The Byzantine history after Basileios II is primarily a rapid succession of coups and counter-coups. Two (partly) external factors would first seriously weaken the Middle Byzantine period and then end it: the arrival of the Turks and the fourth crusade.
The arrival of the Turks
The flourishing of the mid-Byzantine period was shattered when Turkish tribes led by Alp Arslan planned to move from the Russian steppes to Arabia via Armenia. Emperor Romanos Digenis encountered them in 1071 with a large but poorly organized army. They met at the town of Mantsikert, near Lake Van in Armenia. The Byzantine troops were devastatingly defeated and Emperor Romanos himself taken prisoner. Romanos managed to obtain very favorable conditions for his release with Alp Arslan, in fact nothing more than a tribute in gold. On his return to the capital, however, Romanos was captured and blinded by burning his eyes with a red-hot piece of iron. Subsequently, the new emperor refused to honor the agreements with Alp Arslan, even though they no longer had the troops to face Alp Arslan. The Turks responded by abandoning their march towards Syria and instead marching into Asia Minor. In a few years, almost the entire Asia Minor area of Byzantium was overrun. And although especially the dynasty of the Komnenes, from Alexios I Komnenos to Andronikos I Komnenos (1081-1180) managed to achieve a certain restoration, the Turks would never leave the area.

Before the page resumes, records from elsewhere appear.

PR #447, opened 2021-05-21
Deprecate the `UNITFUL_FANCY_EXPONENTS` environment variable in favor of the `:fancy_exponent` IO context property

DilumAluthge:
Adding a deprecation warning can be done in a non-breaking release.

I didn't actually use `depwarn` for this, because those kinds of deprecation warnings are turned off by default. So instead, I used `@warn` with `maxlog=1`, which ensures that this warning will be shown by default.

### DIFF
--- a/Project.toml
+++ b/Project.toml
@@ -1,6 +1,6 @@
 name = "Unitful"
 uuid = "1986cc42-f94f-5a68-af5c-568840ba703d"
-version = "1.8.0"
+version = "1.8.1"
 
 [deps]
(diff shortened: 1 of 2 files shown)


DilumAluthge:
It would probably be best to first merge #446. Then we can update the deprecation warning to say "please use the `:fancy_exponent` IO context property instead".

DilumAluthge:
Bump @giordano

DilumAluthge:
Bump @giordano

giordano:
I honestly don't have a strong opinion about deprecating this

The Fourth Crusade (1202-1205)
The famous call of Pope Urban II of Clermont at the Council of Clermont on November 27, 1095 to start the holy war against the infidels and to free Jerusalem and the holy places from the hands of the Arabs, has led to a long series of conflicts between the Arabs and knights, monks, but also ordinary citizens from the Catholic, “Latin” West.

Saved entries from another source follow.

PR #636, opened 2020-05-31
Replace various helper functions with GLib ones

michalfabik:
See commits. This is mainly to get rid of bloat and various reinvented wheels. Feel free to suggest more similar changes. See also https://github.com/abrt/abrt/pull/1479 and https://github.com/abrt/abrt-java-connector/pull/10


src/plugins/reporter-rhtsupport.c
```diff
@@ -123,33 +123,28 @@ int create_tarball(const char *tempfile, struct dump_dir *dd,
...
                 );
-                free(xml_name);
             }
         }
     }
 
     /* append all files from dump dir */
     dd_init_next_file(dd);
-    char *short_name, *full_name;
+    g_autofree char *short_name, *full_name;
```
mgrabovsky, line 139: Just noticed this: `g_autofree` requires that the variable be initialised, e.g. to `NULL`.

michalfabik: Interesting, I'd swear I remember fixing this very line, thanks.

src/plugins/reporter-rhtsupport.c
```diff
@@ -123,33 +123,29 @@ int create_tarball(const char *tempfile, struct dump_dir *dd,
...
-                free(xml_name);
             }
         }
     }
 
     /* append all files from dump dir */
     dd_init_next_file(dd);
-    char *short_name, *full_name;
+    g_autofree char *short_name = NULL;
+    g_autofree char **full_name = NULL;
```
mgrabovsky, line 140: This should only be a single pointer.

ernestask: https://wiki.c2.com/?ThreeStarProgrammer

michalfabik: Thanks, fixed.

src/gui-wizard-gtk/wizard.c
```diff
@@ -1162,7 +1162,7 @@ void update_gui_state_from_problem_data(int flags)
     }
     else
     {
-        int count = libreport_xatoi(count_str);
+        int count = g_ascii_strtoll(count_str, NULL, 10);
```
mgrabovsky, line 1163: `strtoll` converts to a 64-bit integer, which is wider than `int`. (Same with the other variations you used.)

src/lib/strbuf.c
```diff
@@ -141,8 +141,8 @@ char *libreport_strremovech(char *str, int ch)
 
 struct strbuf *libreport_strbuf_new(void)
 {
-    struct strbuf *buf = g_malloc0(sizeof(*buf));
-    /*buf->len = 0; - done by g_malloc0 */
+    struct strbuf *buf = g_new0(struct strbuf, 1);
+    /*buf->len = 0; - done by g_new0 */
```
mgrabovsky: Useless "comment".

src/lib/dump_dir.c
```diff
@@ -2430,7 +2430,7 @@ int dd_copy_file_unpack(struct dump_dir *dd, const char *name, const char *sourc
 int dd_create_archive(struct dump_dir *dd, const char *archive_name,
         const_string_vector_const_ptr_t exclude_elements, int flags)
 {
-    if (libreport_suffixcmp(archive_name, ".tar.gz") != 0)
+    if (g_str_has_suffix(archive_name, ".tar.gz") == 0)
```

The Fourth Crusade made an effort to avoid the difficult overland road. Proclaimed by Pope Innocent III, the crusaders, led by Boniface of Montserrat, gathered in Venice and, from there, sailed to Egypt. Not having the necessary money to pay the Venetian fleet for the crossing, the Crusaders concluded an agreement with Venice to sail first to the Dalmatian coast, to visit the city of Zara, which had rebelled against Venetian rule and defected to the Hungarians, to be conquered for the Venetians. Thus, although the inhabitants of Zara hung crosses on the wall to underline their Christian identity, the city was captured in 1202 and handed over to Venice.

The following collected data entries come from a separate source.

PR #637, opened 2020-06-02
ureport: Drop Strata integration

ernestask:
Strata is being sunset with no replacement for our used API endpoints in
sight. This commit drops the integration code, because no one pretty
much wants it, either.


ernestask:
Requesting some reviews, because this has stalled. I’ll get on the conflicts in the meantime.

michalfabik:
Nitpick: `tests/ureport/rhsm/__pycache__/*` isn't needed in `.gitignore` any more.

src/include/ureport.h
```diff
@@ -111,7 +111,7 @@ libreport_ureport_server_config_set_url(struct ureport_server_config *config,
  *
  * @param config Where the paths are stored
  * @param client_path Path in form of cert_full_path:key_full_path or one of
- *        the following string: 'rhsm', 'puppet'.
+ *        the following string: 'puppet'.
```
mgrabovsky, line 114: "or one of the following string" 🤔

ernestask: The string was ahead of its time.

ernestask:
Addressed both comments, going to proceed with the merge.

PR #638, opened 2020-06-02
internal: Remove useless #define

mgrabovsky:
This `#define` was introduced in fd2f416b3 for no obvious reason and apparently does nothing.


ernestask:
I don’t know, looks important to me.

PR #641, opened 2020-06-11
GitLab reporter

mgrabovsky:
A first approximation for the new reporter.

So far, I've only tested the CLI with a mock API server and a live instance.

Still a work-in-progress. No duplicate detection yet, doesn't check if the problem has already been reported, error handling could be improved, no attachments yet, etc.

Related: abrt/abrt#1453


mgrabovsky:
Feedback is welcome regarding the design and general principles. Implementation details might still fluctuate.

mgrabovsky:
There's a slight issue with how the report ends up formatted in GitLab, but I'm afraid there's no easy way out with the current formatting approach.

image

ernestask:
> There's a slight issue with how the report ends up formatted in GitLab, but I'm afraid there's no easy way out with the current formatting approach.

Have you tried adding backticks? Looks trivial at a glance.

mgrabovsky:
Should be ready for review now.

A few questions are left: Which components do we roll this out for? I've picked random GNOME projects for a tentative list so far. Is this something that needs to be agreed on with GNOME people?

ernestask:
It should be coordinated with GNOMies who are also Fedora packagers, because this is strictly Fedora-specific.

mgrabovsky:
Some more work will be necessary. This only allows one GitLab instance per config file while not all GNOME projects are on gitlab.gnome.org.

mgrabovsky:
Closing as there is no capacity to maintain this.

PR #642, opened 2020-06-17
Fix Coverity defects

mgrabovsky:
Fixed a couple of issues found by Coverity.

### DIFF
--- a/src/lib/make_descr.c
+++ b/src/lib/make_descr.c
@@ -81,9 +81,6 @@ char *libreport_make_description(problem_data_t *problem_data, char **names_to_s
 
     GString *buf_dsc = g_string_new(NULL);
 
-    const char *type = problem_data_get_content_or_NULL(problem_data,
-                                                            FILENAME_TYPE);
-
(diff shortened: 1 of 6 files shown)


src/lib/make_descr.c
```diff
@@ -236,6 +233,10 @@ char *libreport_make_description(problem_data_t *problem_data, char **names_to_s
 
     if (desc_flags & MAKEDESC_SHOW_MULTILINE)
     {
+        const char *type = problem_data_get_content_or_NULL(problem_data,
+                                                            FILENAME_TYPE);
+        bool is_kernel_oops = type != NULL && strcmp(type, "Kerneloops") == 0;
```
ernestask, line 238: Just as an FYI: `g_strcmp0()` handles null strings, so you could save on typing, but this is fine, too.

mgrabovsky: Actually, I'll change that. Thanks for the tip.

ernestask:
I’ll fix the failing job. Stupid fragile scripts.

PR #647, opened 2020-06-24
tests: Rewrite (de)compression test

ernestask:
Seh komm-mits.


ernestask:
BAM, renamed.

ernestask:
Where are you looking? Since it’s not part of the Autotest suite, the output is in a different place (during `make check`, it will be run before everything else and the summary will be in tests/test-suite.log).

mgrabovsky:
Ah, right, I missed it at the very top.

PR #650, opened 2020-06-30
Fix more memory management errors

mgrabovsky:
The `g_autofree` was incorrectly added in 05e9c9273. This causes a double-free error and crash.

These strings are needed elsewhere and are freed later by `msg_content_free()`.

### DIFF
--- a/src/lib/curl.c
+++ b/src/lib/curl.c
@@ -685,12 +685,14 @@ char *libreport_upload_file_ext(post_state_t *state, const char *url, const char
                 (state->curl_result == CURLE_LOGIN_DENIED
                  || state->curl_result == CURLE_REMOTE_ACCESS_DENIED))
         {
-            g_autofree char *msg = g_strdup_printf(_("Please enter user name for '%s//%s':"), scheme, hostname);
+            char *msg = g_strdup_printf(_("Please enter user name for '%s//%s':"), scheme, hostname);
             username = libreport_ask(msg);
+            free(msg);
             if (username != NULL && username[0] != '\0')
             {
                 msg = g_strdup_printf(_("Please enter password for '%s//%s@%s':"), scheme, username, hostname);
                 password = libreport_ask_password(msg);
+                free(msg);
                 /* What about empty password? */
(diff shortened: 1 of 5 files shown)


src/lib/curl.c
```diff
@@ -685,12 +685,14 @@ char *libreport_upload_file_ext(post_state_t *state, const char *url, const char
                 (state->curl_result == CURLE_LOGIN_DENIED
                  || state->curl_result == CURLE_REMOTE_ACCESS_DENIED))
         {
-            g_autofree char *msg = g_strdup_printf(_("Please enter user name for '%s//%s':"), scheme, hostname);
+            char *msg = g_strdup_printf(_("Please enter user name for '%s//%s':"), scheme, hostname);
             username = libreport_ask(msg);
```
ernestask, line 689: Unrelated, but this is kind of stupid. Should rather be a printf-like function.

src/plugins/reporter-mantisbt.c
```diff
@@ -695,6 +695,7 @@ int main(int argc, char **argv)
                     if (g_list_find_custom(ii->mii_attachments, name, (GCompareFunc) strcmp) == NULL)
                         break;
 
+                    free(name);
```
ernestask, line 698: If you’re going to free it, then also unset the pointer. Something like `g_clear_pointer(&name, free)`.

ernestask: That assumes that there exists a path where the loop will reach the line on the last iteration. Not sure how plausible that is, but something to consider.

ernestask: Right, and there is no “last iteration”, because it just goes.

mgrabovsky:
> Looks fine, thanks. I guess I’ll also do the Valgrind treatment here for CI, so we can at least find something (though getting around false positives might be annoying) before the code is merged.

Funny, I just found out there's a Make target `maintainer-check-valgrind` in `tests/` in both libreport and abrt. Looking at the results, I'm not sure if anybody has ever run it.

PR #654, opened 2020-07-22
Fix issues reported by valgrind

michalfabik:
I started resolving issues reported by valgrind when running `make maintainer-check-valgrind` in `tests`, that @mgrabovsky mentioned in another PR.

### DIFF
--- a/src/gui-wizard-gtk/wizard.c
+++ b/src/gui-wizard-gtk/wizard.c
@@ -1362,8 +1362,7 @@ static void terminate_event_chain(int flags)
     if ((flags & TERMINATE_WITH_RERUN))
         return;
 
-    free(g_event_selected);
-    g_event_selected = NULL;
+    g_clear_pointer(&g_event_selected, free);
 
     g_list_free_full(g_auto_event_list, free);
     g_auto_event_list = NULL;
@@ -2576,8 +2575,7 @@ static void add_workflow_buttons(GtkBox *box, GHashTable *workflows, GCallback f
 
 static char *setup_next_processed_event(GList **events_list)
 {
-    free(g_event_selected);
-    g_event_selected = NULL;
+    g_clear_pointer(&g_event_selected, free);
 
     char *event = get_next_processed_event(events_list);
     if (!event)
--- a/src/lib/dump_dir.c
+++ b/src/lib/dump_dir.c
@@ -1367,11 +1367,12 @@ void dd_create_basic_files(struct dump_dir *dd, uid_t uid, const char *chroot_di
     if (!dd_exist(dd, FILENAME_HOSTNAME))
         dd_save_text(dd, FILENAME_HOSTNAME, buf.nodename);
 
-    g_autofree char *release = load_text_file("/etc/os-release",
+    char *release = load_text_file("/etc/os-release",
                         DD_LOAD_TEXT_RETURN_NULL_ON_FAILURE | DD_OPEN_FOLLOW);
     if (release)
     {
         dd_save_text(dd, FILENAME_OS_INFO, release);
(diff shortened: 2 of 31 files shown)


src/lib/event_xml_parser.c
```diff
@@ -386,6 +386,7 @@ static void text(GMarkupParseContext *context,
 
                         log_info("event name:'%s'", text_copy);
                         ec_set_screen_name(ui, text_copy);
+                        free(text_copy);
                         text_copy = NULL;
```
mgrabovsky, line 390: You can use [`g_clear_pointer()`](https://developer.gnome.org/glib/stable/glib-Memory-Allocation.html#g-clear-pointer) for all the instances of the free-then-clear pattern.

src/lib/dump_dir.c
```diff
@@ -253,7 +253,7 @@ static int read_number_from_file_at(int dir_fd, const char *filename, const char
     /* Our tools don't put trailing newline into one line files,
      * but we allow such format too:
      */
-    if (value_buf[total_read - 1] == '\n')
+    if (total_read && value_buf[total_read - 1] == '\n')
```
mgrabovsky, line 256: I'd vouch for `total_read != 0` just to be more explicit.

src/lib/get_cmdline.c
```diff
@@ -741,7 +741,7 @@ int libreport_get_mountinfo_for_mount_point(FILE *fin, struct mountinfo *mntnf,
         }
 
         size_t len = (pos_cur - pos_bck);
-        mntnf->mntnf_items[fn] = g_malloc(sizeof(char) * (len));
+        mntnf->mntnf_items[fn] = g_malloc(sizeof(char) * (len + 1));
```
mgrabovsky, line 744: Perhaps `g_malloc(len + 1)` would clearer. `sizeof(char)` is always 1.

mgrabovsky (commented):
Looking good overall.

Some of the commit messages could be more extensive. For instance “Fix Bug.add_comment method” – what was the problem and what is the fix exactly? Or ”tests: Add #include's // -Wimplicit-function-declaration”.

src/lib/get_cmdline.c
ernestask: In this case it would be a bit awkward, but, generally, something like `sizeof (*(mntnf->mntnf_items[fn]))` would be better IMO.

michalfabik: See latest commit.

src/gui-wizard-gtk/wizard.c
```diff
@@ -1362,8 +1362,7 @@ static void terminate_event_chain(int flags)
     if ((flags & TERMINATE_WITH_RERUN))
         return;
 
-    free(g_event_selected);
-    g_event_selected = NULL;
+    g_clear_pointer(&g_event_selected, g_free);
```
mgrabovsky, line 1365: The second argument should be `free` if `g_event_selected` was allocated with `malloc`. (Same with the others.)

michalfabik: Fixed in the cases of `g_event_selected`.  
`warning` at src/gui-wizard-gtk/wizard.c:2339 comes from `g_strdup_printf`, `text_copy` in src/lib/event_xml_parser.c comes from `g_strndup` and `linebuf` at src/lib/stdio_helpers.c:60 comes from `g_realloc`, so those should be fine with `g_free`, shouldn't they?

mgrabovsky: Yes, that seems correct.

mgrabovsky (approved):
Looks good.

PR #665, opened 2020-08-25
Use tito for releases

xsuchy:


.github/workflows/check.yml
```diff
@@ -32,13 +31,15 @@ jobs:
       - name: Configure build
         run: |
           chown -R builder. .
-          sudo -u builder -- ./autogen.sh
 
       - name: Build
-        run: sudo -u builder -- make --load-average=2
+        run: sudo -u builder -- tito buld --test --rpm
```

Meanwhile, Alexios Angelos, the son of a deposed emperor of Byzantium, had enlisted the help of Pope Innocent III and some European princes to be installed as emperor of Byzantium. He promised the Crusaders enormous sums of gold, and submission to the Pope in Rome if they helped him to the throne, after which the Crusaders accepted and Alexios joined the Crusaders in 1203. Alexios’ plan worked, in a moment! When the crusaders appeared before the walls of Byzantium, the reigning emperor fled and Alexios was installed as Alexios IV along with his father Isaac II as emperor. However, there turned out not to be enough money to pay the Crusaders, while the proposal to submit to the Pope sparked riots, in which Alexios IV was killed and his father imprisoned. A raid by the new emperor Alexios V on the crusaders turned out to be disastrous: after several days of fighting, the crusaders managed to invade Constantinople, followed by days of looting of the city, in which numerous coastal works were destroyed or transported to Venice. After this sack, Boudewijn of Flanders was inaugurated in 1204 as emperor of the now “Latin” empire. In the wake of the Fourth Crusade, countless knights from Flanders, France and Italy would now migrate to Greece to claim territories for themselves.